Ariana Grande & Victoria Monét – Monopoly
One taught us indifference…
[Video]
[5.00]
[3]
Taylor Alatorre: Better than “7 Rings” because it gives a more honest peek into the rich person’s mindset than the former’s itemized list of Barbie Dreamhouse accessories. True opulence is being so unbothered about signing away 90% of the royalties to your second-biggest hit that you make it the biggest brag line on the sequel. This sort of unsubtle fourth wall breaking is something usually rewarded by my attention span, but here it feels like yet another bone thrown to Stan Twitter to cover for a lack of strong ideas.
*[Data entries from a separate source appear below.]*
PR #1312, opened 2026-03-23
[16.0][ADD] account_edi_ubl_cii_no_embed_facturx

jbaudoux:
This addon prevents to embed a factur-x attachment inside every invoice pdf
by deleting the definition of factur-x as edi format.

See https://github.com/odoo/odoo/blob/9fd78da68bc6167c99932fbc5ec7b1d8e264d5ea/addons/account_edi_ubl_cii/models/ir_actions_report.py#L116

cc @sbejaoui


sbejaoui (approved):

account_edi_ubl_cii_no_embed_facturx/data/account_edi_format.xml
```diff
@@ -0,0 +1,4 @@
+<?xml version="1.0" encoding="utf-8" ?>
+<odoo noupdate="1">
+    <delete model="account.edi.format" id="account_edi_ubl_cii.edi_facturx_1_0_05" />
```
lmignon, line 3: To prevent any error in case of the xml id no more exists, you should use the search parameter to look for the record to delete...
```suggestion
    <delete model="account.edi.format" search="[('id', '=', ref('account_edi_ubl_cii.edi_facturx_1_0_05')]" />
```

lmignon (changes requested):

account_edi_ubl_cii_no_embed_facturx/data/account_edi_format.xml
jbaudoux: That's why it's in noupdate and odoo is not raising an error but a warning:
WARNING: Skipping deletion for missing XML ID `'account_edi_ubl_cii.edi_facturx_1_0_05'`

jbaudoux: I tested your proposal and it's adding an additional traceback with
```
ValueError: <class 'ValueError'>: "External ID not found in the system: account_edi_ubl_cii.edi_facturx_1_0_05" while evaluating
"[('id', '=', ref('account_edi_ubl_cii.edi_facturx_1_0_05'))]"
```

So I keep my approach :)

jbaudoux:
This module will certainly make other modules in this repo using factur-x failing

lmignon:
> This module will certainly make other modules in this repo using factur-x failing

You should add an exclude rule and modify the CI to isolate the tests

PR #1320, opened 2026-04-08
[17.0][FIX] account_invoice_facturx: fix Factur-X 4.x schematron errors

tendil:
With factur-x 4.x, schematron validation became stricter and the module
started generating EN16931 XML that no longer passed validation for
credit transfer invoices.

Two concrete problems caused that failure:

- the seller contact email was exported with a schemeID attribute on
  URIID, although this attribute is not allowed in that context;
- when the creditor account was not an IBAN, the module did not export
  a fallback account identifier, so the payment means block failed
  BR-CO-27.

As a result, invoices that were previously generated successfully with
factur-x 3.x started failing during Factur-X XML generation with
factur-x 4.x.

---

This patch fixes the XML generation logic by:
- removing the invalid schemeID attribute from the seller email URIID;
- exporting ProprietaryID for non-IBAN creditor accounts;
- raising a clear UserError when no account identifier is available,
  instead of generating XML that is known to be invalid.

The test suite is updated accordingly:
- the default invoice fixture now includes a valid creditor account;
- a regression test checks that URIID is generated without schemeID;
- a regression test checks that non-IBAN accounts are exported as
  ProprietaryID;
- a regression test checks that missing account identifiers are rejected
  explicitly.

Task: 5347

### DIFF
--- a/account_invoice_facturx/models/account_move.py
+++ b/account_invoice_facturx/models/account_move.py
@@ -268,6 +268,15 @@ class AccountMove(models.Model):
         So it's difficult to have a common datamodel for it"""
         return False
 
+    def _cii_get_delivery_date(self):
+        """Return the delivery/service date to export in Factur-X XML.
+
+        Designed to be inherited by modules that store a dedicated delivery
+        or service date on invoices.
+        """
+        self.ensure_one()
+        return self.invoice_date
+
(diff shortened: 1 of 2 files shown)


alexis-via:
FYI, we stop using account_invoice_facturx and we now use account_invoice_en16931 (https://github.com/akretion/fr-einvoicing)

PR #1327, opened 2026-04-23
[19.0][MIG] purchase_order_ubl: Migration to 19.0

yankinmax:
Depends on:
- [ ] https://github.com/OCA/reporting-engine/pull/1157


simahawk:
I'd recommend using https://github.com/OCA/reporting-engine/tree/18.0/pdf_xml_attachment (used by other modules in EDI).

yankinmax:
> I'd recommend using https://github.com/OCA/reporting-engine/tree/18.0/pdf_xml_attachment (used by other modules in EDI).

With the help of Codex I've found same approach in core:
https://github.com/odoo/odoo/blob/6da43a511444441724733141708e245cc390ae7b/addons/sale/models/ir_actions_report.py#L4

Ricardoalso (approved):
Technically LGTM

purchase_order_ubl/tests/common.py
```diff
@@ -0,0 +1,180 @@
...
+                "name": "VAT purchase 18.0%",
+                "description": "VAT-buy-18.0",
+                "type_tax_use": "purchase",
+                "amount": 18,
+                "amount_type": "percent",
+                "tax_exigibility": "on_invoice",
+                "unece_type_id": cls.vat_tax_type.id,
+                "unece_categ_id": cls.s_tax_categ.id,
+            }
+        )
```
vvrossem: `cls.tax_21` but the values indicate 18

purchase_order_ubl/tests/common.py
```diff
@@ -0,0 +1,180 @@
...
+
+class PurchaseOrderUblCommon(HttpCase):
+    @classmethod
+    def setUpClass(cls):
+        super().setUpClass()
+        cls.env = cls.env(context=dict(cls.env.context, tracking_disable=True))
+        cls.uom_unit = cls.env.ref("uom.product_uom_unit")
+        cls.uom_hour = cls.env.ref("uom.product_uom_hour")
+        cls.vat_tax_type = cls.env.ref("account_tax_unece.tax_type_vat")
+        cls.s_tax_categ = cls.env.ref("account_tax_unece.tax_categ_s")
```
vvrossem, line 19: `account_tax_unece` is not in the `__manifest__.py` dependencies.
But instead of adding a dependency, you could create those record from scratch

purchase_order_ubl/tests/common.py
yankinmax: Good catch. Thank you for the review

purchase_order_ubl/tests/common.py
yankinmax: I've double checked and we need that dependency for the `account_tax_unece::unece_type_id` and `account_tax_unece::unece_categ_id` fields.
Thanks @vvrossem

yankinmax:
> I'd recommend using https://github.com/OCA/reporting-engine/tree/18.0/pdf_xml_attachment (used by other modules in EDI).

Applied your suggestion and migrated `pdf_xml_attachment`:
- [ ] https://github.com/OCA/reporting-engine/pull/1157

vvrossem (approved):

simahawk (approved):

PR #1330, opened 2026-04-23
[19.0][MIG] account_edi_no_autocreate_partner

sbejaoui:


phschmidt (approved):
Functional tests and review

account_edi_no_autocreate_partner/models/res_partner.py
```diff
@@ -0,0 +1,49 @@
...
+    def _retrieve_partner(
+        self, name=None, phone=None, email=None, vat=None, domain=None, company=None
+    ):
+        partner = super()._retrieve_partner(
+            name=name, phone=phone, email=email, vat=vat, domain=domain, company=company
+        )
+        if not partner:
+            partner = self.env.ref(
+                "account_edi_no_autocreate_partner.partner_not_found"
+            )
```
lmignon, line 48: @sbejaoui Since you modify the default behavior, a config parameter should activate this way of doing.

lmignon (changes requested):
Useful!

PR #850, opened 2021-10-01
validators: Fix dependentSchemas when instance is not an object

robherring:
Just like 'dependentRequired' and 'dependencies', 'dependentSchemas'
needs to handle instance not being an object.


Julian:
Thanks, appreciated -- we need a test for this upstream in the test suite for this -- it belongs here: https://github.com/json-schema-org/JSON-Schema-Test-Suite/blob/8891d81074300ebb5e551cbda8796e686e586c90/tests/draft2020-12/dependentSchemas.json but should also go in the 2019-09 file.

Can you submit a PR there in that repo for that which I can then merge in here?

PR #856, opened 2021-10-12
Add extra_info on ValidationError for required missing property

TsankoBg:
This PR adds an `extra_info` attribute on `ValidationError`, which is used to indicate the missing property in errors from the `required` validator.

This should resolve issue #119, and can be used for adding details to other validators as well, in the future.


Julian:
@TsankoBg with sincere apologies (since you yourself did everything right here), some other things have recently convinced me to bite the bullet on finally doing https://github.com/python-jsonschema/jsonschema/issues/119#issuecomment-256253014 (i.e. doing this via separating out `ValidationError`). I have some code locally which does so, but needs some tidying. I'm going to close this as yeah I think that's a better direction long term, but I sincerely appreciate sending the PR for what is the longest-running issue here :(

PR #862, opened 2021-10-18
Fix prefixItems index reporting in ValidationError

jhashkes:
- Fixed an issue when a prefixItems mismatch was identified, ValidationError was neglecting to report the instance index in json_path and the various deque paths
- Updated unit test


Julian:
Thanks!

Issue #876, opened 2021-11-04
4.2.0 contains versionless dep on importlib_resources


eddie-scio:
Could we add version boundaries [here](https://github.com/Julian/jsonschema/blob/v4.2.0/setup.cfg#L33) like we do for other libraries?  Older versions (e.g. 1.0.2) of `importlib_resources` (if pinned) will throw errors like below

```
  File "/env/lib/python3.7/site-packages/jsonschema/__init__.py", line 29, in <module> 
    from jsonschema.validators import ( 
  File "/env/lib/python3.7/site-packages/jsonschema/validators.py", line 349, in <module> 
    meta_schema=_utils.load_schema("draft3"), 
  File "/env/lib/python3.7/site-packages/jsonschema/_utils.py", line 60, in load_schema 
    path = resources.files(__package__).joinpath(f"schemas/{name}.json") 
AttributeError: module 'importlib_resources' has no attribute 'files' 
```

Julian:
Sure, happy to see a PR pinning importlib-resources from below.

PR #877, opened 2021-11-05
Add version constraint to importlib_resources

sevein:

It didn’t even occur to me that the “women and men” line would become a ready-made controversy because it just floats through the current along with everything else, save for the precision-strike whistle register at the end. It’s nice to pull back the curtain and witness the growth of a songwriting partnership in real time, but if I wanted to listen to “Feeling Myself” on Ambien, I would just… do that.
[5]
Stephen Eisermann: The only thing I love more than two girlfriends having fun, is two girlfriends having fun while flexing on dudes. And if there is a declaration in support of being bi? Oof, even better. Maybe just produce the song a little better next time, no? Victoria Monét has a good voice and the weird flattening effect applied does her no justice, truly.
[6]
Iris Xie: This is a song you’d play at 2 or 3 am, when the party’s over, and the people who are still there are just chatting on the couch while others are pitching in to help clean up the space. They’re both feathery and light with their vocals, tapping and gliding over the relaxed beat and horns. The bridge is cute and exuberant, and overall it’s low-key, frothy, and encouraging.
[6]
Jacob Sujin Kuppermann: Grande and Monét are clearly having fun, and “Monopoly” has the easy confidence and rapport of a duet carrying a lived-in friendship. Unfortunately, the song is more a collection of inside jokes and banter than anything useful to the outside listener, leaving “Monopoly” as more of a curiosity or footnote in Ariana Grande’s imperial period than anything else.
[5]
Will Adams: Much as I’d like to buy that this is a fun song that two pals “randomly” “dropped” on a “whim” with a “homemade” video that “probably” took “twenty minutes” to make, my suspension of disbelief only goes so far. What “Monopoly” is: another carefully placed cog in Ariana’s imperial flex era — in this case a flex on a flex, with her boasting about still making money despite (rightfully) giving up 90% of “7 Rings” to Rodgers and Hammerstein. While it’s not as off-putting as its predecessor — the beat is bubbly, the multi-tracked whistle tones lovely and the pair appear to have genuine chemistry — both “Thank U, Next” and Monet’s solo material offer throwback R&B that’s more enjoyable and less concerned with being ostentatious.
[5]
This one’s actually grown on me a lot since it dropped. I think the low-stakes veneer really works wonders once you realize the one vocal melody sounds like Ty Dolla $ign’s “Don’t Judge Me” (a song that’s comparatively more polished).